Records shown Start Marker

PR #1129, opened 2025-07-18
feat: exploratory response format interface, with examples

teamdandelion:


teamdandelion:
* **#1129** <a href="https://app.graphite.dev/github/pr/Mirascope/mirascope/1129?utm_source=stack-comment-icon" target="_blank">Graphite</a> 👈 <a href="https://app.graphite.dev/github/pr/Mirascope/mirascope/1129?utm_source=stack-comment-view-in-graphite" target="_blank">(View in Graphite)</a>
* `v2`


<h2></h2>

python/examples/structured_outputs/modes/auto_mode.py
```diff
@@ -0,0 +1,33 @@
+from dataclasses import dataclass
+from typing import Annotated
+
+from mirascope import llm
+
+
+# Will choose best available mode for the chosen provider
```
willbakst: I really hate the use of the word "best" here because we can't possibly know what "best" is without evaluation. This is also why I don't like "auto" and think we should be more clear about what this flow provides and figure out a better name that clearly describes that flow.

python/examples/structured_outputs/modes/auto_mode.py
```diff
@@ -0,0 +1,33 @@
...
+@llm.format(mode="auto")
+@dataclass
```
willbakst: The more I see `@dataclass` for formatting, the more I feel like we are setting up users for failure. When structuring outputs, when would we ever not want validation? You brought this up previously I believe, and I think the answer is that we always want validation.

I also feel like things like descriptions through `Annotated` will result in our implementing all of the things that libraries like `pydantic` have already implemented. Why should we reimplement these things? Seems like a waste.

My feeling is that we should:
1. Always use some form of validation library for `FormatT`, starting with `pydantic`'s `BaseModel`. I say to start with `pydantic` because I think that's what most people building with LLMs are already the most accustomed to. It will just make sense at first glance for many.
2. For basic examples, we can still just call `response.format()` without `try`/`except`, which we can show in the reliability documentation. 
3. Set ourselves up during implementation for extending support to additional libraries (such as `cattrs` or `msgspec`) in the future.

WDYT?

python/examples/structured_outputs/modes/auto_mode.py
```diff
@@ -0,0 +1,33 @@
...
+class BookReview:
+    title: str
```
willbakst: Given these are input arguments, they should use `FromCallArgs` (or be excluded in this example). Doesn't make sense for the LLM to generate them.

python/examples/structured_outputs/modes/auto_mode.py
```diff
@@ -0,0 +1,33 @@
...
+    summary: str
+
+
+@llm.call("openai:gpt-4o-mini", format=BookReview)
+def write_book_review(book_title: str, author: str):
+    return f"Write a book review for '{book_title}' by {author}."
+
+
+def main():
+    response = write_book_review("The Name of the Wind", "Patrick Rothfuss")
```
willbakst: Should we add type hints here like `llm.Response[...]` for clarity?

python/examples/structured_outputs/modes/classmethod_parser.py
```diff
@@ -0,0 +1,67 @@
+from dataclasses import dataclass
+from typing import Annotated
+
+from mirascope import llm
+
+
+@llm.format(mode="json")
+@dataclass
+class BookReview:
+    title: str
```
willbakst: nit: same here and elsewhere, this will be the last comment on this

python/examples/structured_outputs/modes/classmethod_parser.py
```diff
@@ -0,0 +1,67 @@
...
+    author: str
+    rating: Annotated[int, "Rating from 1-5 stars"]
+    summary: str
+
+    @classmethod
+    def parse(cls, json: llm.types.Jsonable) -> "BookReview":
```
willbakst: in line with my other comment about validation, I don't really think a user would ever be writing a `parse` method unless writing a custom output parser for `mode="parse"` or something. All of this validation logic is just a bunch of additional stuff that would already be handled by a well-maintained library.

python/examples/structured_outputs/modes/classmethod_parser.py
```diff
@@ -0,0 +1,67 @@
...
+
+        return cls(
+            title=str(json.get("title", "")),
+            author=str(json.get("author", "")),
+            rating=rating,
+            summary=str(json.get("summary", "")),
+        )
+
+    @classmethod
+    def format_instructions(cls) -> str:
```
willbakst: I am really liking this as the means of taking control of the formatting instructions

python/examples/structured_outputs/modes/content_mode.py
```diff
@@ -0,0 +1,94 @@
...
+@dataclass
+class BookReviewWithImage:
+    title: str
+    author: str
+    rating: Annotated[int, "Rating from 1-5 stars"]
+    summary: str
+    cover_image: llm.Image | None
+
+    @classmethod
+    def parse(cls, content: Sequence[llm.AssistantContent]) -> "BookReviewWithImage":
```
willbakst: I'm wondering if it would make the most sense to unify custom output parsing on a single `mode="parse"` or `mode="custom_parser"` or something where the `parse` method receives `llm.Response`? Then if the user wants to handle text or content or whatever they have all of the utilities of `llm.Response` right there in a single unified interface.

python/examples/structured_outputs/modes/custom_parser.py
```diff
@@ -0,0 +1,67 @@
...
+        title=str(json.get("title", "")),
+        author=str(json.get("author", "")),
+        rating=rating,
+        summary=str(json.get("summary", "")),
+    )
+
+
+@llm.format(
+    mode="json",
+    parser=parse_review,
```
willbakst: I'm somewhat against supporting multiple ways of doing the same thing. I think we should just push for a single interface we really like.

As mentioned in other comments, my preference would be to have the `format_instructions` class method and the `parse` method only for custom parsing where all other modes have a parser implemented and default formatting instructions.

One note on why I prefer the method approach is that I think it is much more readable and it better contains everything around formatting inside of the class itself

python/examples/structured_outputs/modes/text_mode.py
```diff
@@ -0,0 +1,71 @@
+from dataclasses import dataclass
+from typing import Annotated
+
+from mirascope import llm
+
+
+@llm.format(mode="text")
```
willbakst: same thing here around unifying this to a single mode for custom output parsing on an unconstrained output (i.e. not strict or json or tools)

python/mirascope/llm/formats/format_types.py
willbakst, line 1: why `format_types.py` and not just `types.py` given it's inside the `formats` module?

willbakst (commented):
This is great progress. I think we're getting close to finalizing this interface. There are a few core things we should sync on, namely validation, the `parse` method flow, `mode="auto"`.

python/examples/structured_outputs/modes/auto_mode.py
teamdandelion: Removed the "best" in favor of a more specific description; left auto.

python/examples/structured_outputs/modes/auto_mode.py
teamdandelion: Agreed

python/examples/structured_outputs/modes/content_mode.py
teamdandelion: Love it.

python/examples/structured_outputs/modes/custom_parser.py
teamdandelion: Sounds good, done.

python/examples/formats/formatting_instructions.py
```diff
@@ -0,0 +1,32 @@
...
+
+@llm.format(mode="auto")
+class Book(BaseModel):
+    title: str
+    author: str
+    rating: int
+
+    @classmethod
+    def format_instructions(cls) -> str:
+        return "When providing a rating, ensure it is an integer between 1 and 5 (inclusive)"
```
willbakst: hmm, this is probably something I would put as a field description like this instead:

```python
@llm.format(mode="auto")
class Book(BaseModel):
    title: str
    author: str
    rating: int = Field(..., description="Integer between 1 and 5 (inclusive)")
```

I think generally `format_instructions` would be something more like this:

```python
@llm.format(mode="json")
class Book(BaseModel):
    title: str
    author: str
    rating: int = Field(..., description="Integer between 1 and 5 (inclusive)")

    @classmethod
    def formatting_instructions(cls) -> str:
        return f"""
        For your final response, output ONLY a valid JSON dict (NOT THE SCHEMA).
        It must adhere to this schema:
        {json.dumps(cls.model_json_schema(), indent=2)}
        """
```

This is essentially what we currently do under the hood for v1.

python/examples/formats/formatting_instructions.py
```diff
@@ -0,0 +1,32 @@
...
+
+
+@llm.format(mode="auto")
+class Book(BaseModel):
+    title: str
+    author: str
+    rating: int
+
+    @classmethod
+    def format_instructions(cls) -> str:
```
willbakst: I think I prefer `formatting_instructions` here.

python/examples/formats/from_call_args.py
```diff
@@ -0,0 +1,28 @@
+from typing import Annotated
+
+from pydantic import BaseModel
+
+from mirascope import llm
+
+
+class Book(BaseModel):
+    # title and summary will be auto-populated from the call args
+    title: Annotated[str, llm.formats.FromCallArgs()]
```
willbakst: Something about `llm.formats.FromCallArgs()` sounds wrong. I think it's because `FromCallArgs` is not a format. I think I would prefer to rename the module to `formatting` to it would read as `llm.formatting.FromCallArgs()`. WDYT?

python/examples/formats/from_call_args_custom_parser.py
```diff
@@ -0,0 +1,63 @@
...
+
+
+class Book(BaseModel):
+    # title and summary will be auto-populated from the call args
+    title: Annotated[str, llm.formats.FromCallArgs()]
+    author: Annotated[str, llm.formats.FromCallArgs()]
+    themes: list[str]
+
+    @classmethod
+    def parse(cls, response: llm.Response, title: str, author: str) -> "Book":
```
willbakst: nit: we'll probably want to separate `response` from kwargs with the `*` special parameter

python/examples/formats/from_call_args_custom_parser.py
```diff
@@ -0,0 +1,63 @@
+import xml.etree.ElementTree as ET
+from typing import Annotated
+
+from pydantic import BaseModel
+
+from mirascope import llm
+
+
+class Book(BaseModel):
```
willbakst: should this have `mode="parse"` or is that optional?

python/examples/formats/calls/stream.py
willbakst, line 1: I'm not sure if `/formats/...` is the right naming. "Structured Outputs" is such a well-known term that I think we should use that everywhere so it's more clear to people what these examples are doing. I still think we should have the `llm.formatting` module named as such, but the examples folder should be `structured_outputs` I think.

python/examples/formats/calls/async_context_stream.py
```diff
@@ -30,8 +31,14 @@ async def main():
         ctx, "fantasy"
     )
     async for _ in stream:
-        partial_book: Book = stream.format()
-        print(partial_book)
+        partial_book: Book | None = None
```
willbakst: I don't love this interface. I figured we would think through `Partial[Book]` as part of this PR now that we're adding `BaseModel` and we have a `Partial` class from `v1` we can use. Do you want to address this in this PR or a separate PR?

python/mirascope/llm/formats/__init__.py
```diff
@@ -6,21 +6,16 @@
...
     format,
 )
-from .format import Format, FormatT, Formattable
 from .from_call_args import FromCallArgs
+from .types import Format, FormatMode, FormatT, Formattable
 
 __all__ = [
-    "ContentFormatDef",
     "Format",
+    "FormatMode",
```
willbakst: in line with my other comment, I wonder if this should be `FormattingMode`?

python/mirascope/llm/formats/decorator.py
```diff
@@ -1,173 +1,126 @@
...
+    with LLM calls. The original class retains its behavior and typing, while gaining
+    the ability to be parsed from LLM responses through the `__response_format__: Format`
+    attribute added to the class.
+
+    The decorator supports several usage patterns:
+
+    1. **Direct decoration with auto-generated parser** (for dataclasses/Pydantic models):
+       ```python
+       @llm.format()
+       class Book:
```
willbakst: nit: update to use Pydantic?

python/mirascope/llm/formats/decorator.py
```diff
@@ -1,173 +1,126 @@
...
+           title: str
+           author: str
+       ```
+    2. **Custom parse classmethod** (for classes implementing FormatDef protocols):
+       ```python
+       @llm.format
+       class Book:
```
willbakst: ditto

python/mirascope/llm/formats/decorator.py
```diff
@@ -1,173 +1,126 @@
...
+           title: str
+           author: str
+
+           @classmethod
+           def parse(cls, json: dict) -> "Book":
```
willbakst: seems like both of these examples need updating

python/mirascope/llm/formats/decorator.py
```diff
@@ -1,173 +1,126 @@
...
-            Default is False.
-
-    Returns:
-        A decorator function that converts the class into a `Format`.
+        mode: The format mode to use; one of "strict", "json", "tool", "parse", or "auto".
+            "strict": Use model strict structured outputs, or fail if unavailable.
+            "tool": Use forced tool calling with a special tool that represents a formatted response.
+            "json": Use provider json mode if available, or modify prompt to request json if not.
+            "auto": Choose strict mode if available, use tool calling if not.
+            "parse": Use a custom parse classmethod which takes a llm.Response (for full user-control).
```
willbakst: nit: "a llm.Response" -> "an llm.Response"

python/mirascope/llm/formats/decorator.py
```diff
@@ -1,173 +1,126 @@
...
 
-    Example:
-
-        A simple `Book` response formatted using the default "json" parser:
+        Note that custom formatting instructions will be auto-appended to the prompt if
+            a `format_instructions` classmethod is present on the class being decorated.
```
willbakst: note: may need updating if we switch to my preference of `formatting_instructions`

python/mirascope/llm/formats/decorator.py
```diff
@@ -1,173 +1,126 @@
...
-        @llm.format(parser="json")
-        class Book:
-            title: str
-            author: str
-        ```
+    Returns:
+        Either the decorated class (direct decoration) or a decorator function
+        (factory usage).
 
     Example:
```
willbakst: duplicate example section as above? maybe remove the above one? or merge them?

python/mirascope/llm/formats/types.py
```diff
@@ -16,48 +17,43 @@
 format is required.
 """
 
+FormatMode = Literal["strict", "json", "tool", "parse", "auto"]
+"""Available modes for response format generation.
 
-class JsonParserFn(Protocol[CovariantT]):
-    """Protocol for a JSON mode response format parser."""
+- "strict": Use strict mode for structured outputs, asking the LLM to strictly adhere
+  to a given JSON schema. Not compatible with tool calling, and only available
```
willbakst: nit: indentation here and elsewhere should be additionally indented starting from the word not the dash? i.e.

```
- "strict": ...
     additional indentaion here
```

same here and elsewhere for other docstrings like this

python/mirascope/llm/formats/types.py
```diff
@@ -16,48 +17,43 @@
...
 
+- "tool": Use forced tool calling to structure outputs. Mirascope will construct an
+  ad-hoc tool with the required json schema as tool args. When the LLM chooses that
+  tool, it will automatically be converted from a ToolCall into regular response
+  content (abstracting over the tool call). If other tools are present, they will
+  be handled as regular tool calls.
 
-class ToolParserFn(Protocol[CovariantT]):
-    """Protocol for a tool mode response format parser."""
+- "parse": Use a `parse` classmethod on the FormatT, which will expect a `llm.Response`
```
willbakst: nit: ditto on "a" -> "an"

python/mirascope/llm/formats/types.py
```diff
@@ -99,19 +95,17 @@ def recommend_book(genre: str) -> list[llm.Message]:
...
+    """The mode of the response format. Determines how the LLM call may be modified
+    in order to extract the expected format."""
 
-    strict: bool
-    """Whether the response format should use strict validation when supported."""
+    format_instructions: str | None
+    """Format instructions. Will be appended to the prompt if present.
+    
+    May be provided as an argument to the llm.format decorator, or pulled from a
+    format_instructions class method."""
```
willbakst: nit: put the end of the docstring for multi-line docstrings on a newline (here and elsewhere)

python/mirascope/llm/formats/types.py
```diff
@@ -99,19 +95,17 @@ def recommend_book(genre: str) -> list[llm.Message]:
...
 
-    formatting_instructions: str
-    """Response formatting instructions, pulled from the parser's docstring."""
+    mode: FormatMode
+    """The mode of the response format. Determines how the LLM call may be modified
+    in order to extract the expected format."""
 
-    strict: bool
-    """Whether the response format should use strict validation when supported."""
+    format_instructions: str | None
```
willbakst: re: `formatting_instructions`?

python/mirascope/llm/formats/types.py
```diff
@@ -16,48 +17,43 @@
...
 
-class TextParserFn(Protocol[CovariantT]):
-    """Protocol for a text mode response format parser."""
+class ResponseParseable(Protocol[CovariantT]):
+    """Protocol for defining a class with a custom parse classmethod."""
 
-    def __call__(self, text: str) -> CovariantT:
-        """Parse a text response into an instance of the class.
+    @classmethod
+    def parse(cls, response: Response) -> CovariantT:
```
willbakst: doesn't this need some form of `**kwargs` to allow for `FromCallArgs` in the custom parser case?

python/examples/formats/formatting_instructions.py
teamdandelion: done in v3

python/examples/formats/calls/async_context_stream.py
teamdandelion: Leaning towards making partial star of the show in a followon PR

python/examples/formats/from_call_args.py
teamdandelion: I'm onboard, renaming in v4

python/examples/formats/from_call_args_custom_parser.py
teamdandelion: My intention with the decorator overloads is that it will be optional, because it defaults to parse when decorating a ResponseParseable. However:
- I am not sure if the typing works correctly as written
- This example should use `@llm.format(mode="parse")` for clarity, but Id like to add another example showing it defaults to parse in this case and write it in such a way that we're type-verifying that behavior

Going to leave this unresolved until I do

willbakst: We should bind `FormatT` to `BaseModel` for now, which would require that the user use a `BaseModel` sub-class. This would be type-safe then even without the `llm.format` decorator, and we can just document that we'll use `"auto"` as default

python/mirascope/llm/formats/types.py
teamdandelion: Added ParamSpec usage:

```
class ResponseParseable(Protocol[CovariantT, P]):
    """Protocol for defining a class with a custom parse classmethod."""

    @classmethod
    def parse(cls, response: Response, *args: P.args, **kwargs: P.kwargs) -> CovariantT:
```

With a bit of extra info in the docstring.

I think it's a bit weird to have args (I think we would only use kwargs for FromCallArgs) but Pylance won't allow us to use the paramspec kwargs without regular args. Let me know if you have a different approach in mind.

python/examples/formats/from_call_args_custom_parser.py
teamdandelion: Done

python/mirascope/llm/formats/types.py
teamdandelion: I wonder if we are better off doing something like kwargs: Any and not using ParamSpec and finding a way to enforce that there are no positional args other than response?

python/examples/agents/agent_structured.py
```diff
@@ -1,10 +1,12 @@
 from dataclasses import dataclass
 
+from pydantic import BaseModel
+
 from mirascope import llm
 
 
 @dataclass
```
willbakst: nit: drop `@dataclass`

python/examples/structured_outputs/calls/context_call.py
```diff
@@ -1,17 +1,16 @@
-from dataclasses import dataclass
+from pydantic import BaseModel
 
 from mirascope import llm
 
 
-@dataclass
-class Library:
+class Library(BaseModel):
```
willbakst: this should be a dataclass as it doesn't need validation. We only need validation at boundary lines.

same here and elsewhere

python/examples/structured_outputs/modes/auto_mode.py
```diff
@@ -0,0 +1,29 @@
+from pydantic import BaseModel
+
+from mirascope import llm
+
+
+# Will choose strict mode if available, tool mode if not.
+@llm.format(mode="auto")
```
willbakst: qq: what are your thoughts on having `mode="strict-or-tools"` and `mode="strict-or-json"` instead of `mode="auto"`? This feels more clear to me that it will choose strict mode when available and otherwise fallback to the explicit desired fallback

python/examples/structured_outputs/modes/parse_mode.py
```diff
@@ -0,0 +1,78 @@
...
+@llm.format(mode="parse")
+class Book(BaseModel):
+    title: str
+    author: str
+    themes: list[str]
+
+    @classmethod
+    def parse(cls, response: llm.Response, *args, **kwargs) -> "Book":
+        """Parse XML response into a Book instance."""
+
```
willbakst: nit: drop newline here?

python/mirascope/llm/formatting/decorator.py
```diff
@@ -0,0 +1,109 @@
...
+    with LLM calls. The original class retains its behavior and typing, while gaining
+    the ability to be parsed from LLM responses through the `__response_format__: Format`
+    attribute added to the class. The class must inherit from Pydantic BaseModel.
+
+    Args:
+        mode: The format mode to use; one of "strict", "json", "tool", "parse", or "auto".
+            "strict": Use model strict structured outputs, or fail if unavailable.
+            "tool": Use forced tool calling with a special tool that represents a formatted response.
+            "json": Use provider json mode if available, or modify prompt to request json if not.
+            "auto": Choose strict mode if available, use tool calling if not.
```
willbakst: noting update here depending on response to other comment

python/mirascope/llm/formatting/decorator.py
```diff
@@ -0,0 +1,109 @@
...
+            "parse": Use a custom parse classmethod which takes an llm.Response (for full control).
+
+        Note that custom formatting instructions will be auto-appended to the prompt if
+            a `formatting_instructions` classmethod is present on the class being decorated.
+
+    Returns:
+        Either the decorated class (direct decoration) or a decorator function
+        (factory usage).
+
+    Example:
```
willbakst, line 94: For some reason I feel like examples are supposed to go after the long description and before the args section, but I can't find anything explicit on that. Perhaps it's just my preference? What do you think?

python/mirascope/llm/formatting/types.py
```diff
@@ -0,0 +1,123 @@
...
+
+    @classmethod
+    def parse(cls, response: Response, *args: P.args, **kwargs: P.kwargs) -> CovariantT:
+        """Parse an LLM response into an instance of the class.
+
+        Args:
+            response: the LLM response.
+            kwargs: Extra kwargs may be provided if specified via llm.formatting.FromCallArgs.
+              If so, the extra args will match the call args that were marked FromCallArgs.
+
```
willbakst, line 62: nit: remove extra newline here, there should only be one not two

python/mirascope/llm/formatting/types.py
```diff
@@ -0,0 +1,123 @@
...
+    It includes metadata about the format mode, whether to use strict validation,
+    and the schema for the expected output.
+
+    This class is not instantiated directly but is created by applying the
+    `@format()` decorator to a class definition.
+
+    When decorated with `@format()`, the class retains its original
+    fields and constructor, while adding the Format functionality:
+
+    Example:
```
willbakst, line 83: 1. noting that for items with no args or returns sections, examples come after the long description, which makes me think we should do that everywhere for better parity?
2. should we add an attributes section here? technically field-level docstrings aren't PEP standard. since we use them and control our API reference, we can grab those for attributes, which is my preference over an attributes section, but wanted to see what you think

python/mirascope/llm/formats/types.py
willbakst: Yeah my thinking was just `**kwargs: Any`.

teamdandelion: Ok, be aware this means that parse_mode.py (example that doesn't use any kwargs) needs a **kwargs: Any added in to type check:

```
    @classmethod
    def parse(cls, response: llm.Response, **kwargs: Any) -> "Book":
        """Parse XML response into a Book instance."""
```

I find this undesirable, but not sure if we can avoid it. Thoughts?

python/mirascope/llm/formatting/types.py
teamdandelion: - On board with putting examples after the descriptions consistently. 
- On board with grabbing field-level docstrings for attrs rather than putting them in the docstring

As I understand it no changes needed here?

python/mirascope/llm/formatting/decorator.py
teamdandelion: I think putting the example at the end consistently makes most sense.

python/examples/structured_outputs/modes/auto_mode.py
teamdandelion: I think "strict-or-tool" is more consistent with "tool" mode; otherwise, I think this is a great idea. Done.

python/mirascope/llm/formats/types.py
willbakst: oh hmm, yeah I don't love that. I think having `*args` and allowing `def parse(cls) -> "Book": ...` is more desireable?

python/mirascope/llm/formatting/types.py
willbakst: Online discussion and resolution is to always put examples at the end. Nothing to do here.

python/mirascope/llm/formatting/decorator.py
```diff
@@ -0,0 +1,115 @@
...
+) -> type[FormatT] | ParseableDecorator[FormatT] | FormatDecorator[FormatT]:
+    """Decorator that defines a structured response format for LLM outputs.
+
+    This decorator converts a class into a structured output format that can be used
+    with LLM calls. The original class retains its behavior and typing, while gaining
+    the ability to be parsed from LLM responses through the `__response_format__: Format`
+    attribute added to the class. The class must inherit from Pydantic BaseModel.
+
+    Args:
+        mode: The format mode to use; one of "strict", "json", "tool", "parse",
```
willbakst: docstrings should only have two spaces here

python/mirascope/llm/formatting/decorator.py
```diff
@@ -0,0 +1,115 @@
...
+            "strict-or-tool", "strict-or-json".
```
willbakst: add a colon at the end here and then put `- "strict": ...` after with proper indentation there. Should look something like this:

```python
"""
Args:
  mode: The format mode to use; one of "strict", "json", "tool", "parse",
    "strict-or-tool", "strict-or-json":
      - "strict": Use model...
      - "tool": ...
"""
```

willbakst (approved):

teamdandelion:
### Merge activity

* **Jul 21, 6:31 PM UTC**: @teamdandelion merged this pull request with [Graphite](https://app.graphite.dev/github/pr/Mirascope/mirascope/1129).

Records shown End Marker

Output exactly the leading lines of the data, up to and including the line marked by "willbakst: I really".

PR #1129, opened 2025-07-18
feat: exploratory response format interface, with examples

teamdandelion:


teamdandelion:
* **#1129** <a href="https://app.graphite.dev/github/pr/Mirascope/mirascope/1129?utm_source=stack-comment-icon" target="_blank">Graphite</a> 👈 <a href="https://app.graphite.dev/github/pr/Mirascope/mirascope/1129?utm_source=stack-comment-view-in-graphite" target="_blank">(View in Graphite)</a>
* `v2`


<h2></h2>

python/examples/structured_outputs/modes/auto_mode.py
```diff
@@ -0,0 +1,33 @@
+from dataclasses import dataclass
+from typing import Annotated
+
+from mirascope import llm
+
+
+# Will choose best available mode for the chosen provider
```
willbakst: I really hate the use of the word "best" here because we can't possibly know what "best" is without evaluation. This is also why I don't like "auto" and think we should be more clear about what this flow provides and figure out a better name that clearly describes that flow.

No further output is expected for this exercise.